*** Records provided Section Begins ***
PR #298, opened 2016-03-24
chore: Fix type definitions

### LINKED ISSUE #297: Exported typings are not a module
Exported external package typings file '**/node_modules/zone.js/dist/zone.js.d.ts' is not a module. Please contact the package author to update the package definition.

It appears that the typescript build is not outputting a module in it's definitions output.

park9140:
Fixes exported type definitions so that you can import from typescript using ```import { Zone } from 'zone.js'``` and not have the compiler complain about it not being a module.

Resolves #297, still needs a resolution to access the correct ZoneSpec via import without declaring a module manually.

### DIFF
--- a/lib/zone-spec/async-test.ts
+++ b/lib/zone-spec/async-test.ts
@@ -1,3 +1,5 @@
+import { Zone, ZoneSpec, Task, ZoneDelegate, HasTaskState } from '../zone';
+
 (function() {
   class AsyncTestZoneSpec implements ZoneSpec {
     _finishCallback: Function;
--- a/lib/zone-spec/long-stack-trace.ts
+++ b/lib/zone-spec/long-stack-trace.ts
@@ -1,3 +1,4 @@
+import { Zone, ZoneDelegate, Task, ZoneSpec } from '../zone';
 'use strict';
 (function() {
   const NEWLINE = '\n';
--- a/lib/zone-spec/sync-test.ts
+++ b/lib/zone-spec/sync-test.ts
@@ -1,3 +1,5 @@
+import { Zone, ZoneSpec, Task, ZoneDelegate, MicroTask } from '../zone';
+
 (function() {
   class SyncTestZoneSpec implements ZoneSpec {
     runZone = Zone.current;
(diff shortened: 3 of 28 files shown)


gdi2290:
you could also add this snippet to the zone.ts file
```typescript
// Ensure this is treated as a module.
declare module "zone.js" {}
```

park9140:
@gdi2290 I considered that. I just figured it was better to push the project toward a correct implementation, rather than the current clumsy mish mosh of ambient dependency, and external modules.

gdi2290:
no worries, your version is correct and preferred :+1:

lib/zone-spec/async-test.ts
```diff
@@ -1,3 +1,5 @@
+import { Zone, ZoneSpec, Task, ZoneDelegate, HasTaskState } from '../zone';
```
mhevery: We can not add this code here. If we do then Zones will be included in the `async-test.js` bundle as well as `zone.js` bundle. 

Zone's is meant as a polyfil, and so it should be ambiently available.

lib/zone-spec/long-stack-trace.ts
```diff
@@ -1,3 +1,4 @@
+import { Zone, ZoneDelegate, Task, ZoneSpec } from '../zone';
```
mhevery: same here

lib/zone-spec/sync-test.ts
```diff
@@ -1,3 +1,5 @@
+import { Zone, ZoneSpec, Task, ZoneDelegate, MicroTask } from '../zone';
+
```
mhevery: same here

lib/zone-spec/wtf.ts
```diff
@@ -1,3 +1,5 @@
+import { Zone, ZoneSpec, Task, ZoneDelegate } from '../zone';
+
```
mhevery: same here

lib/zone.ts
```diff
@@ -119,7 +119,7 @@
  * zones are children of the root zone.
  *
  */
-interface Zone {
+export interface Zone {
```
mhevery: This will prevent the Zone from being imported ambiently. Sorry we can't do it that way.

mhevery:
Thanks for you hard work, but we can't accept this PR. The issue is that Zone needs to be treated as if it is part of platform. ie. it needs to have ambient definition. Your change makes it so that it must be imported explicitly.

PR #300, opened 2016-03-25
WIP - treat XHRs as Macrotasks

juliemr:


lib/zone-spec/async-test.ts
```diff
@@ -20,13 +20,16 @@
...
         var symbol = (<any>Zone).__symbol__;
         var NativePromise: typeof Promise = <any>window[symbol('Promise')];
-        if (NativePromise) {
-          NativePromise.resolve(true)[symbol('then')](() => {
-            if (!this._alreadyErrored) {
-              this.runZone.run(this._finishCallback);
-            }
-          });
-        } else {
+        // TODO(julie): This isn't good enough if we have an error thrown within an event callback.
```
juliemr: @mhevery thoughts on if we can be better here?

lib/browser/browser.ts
*** Records provided Section Ends ***
Problem statement: Out of the entries, pull every line that mentions "runZone".

Result for this exercise:
     runZone = Zone.current;
-              this.runZone.run(this._finishCallback);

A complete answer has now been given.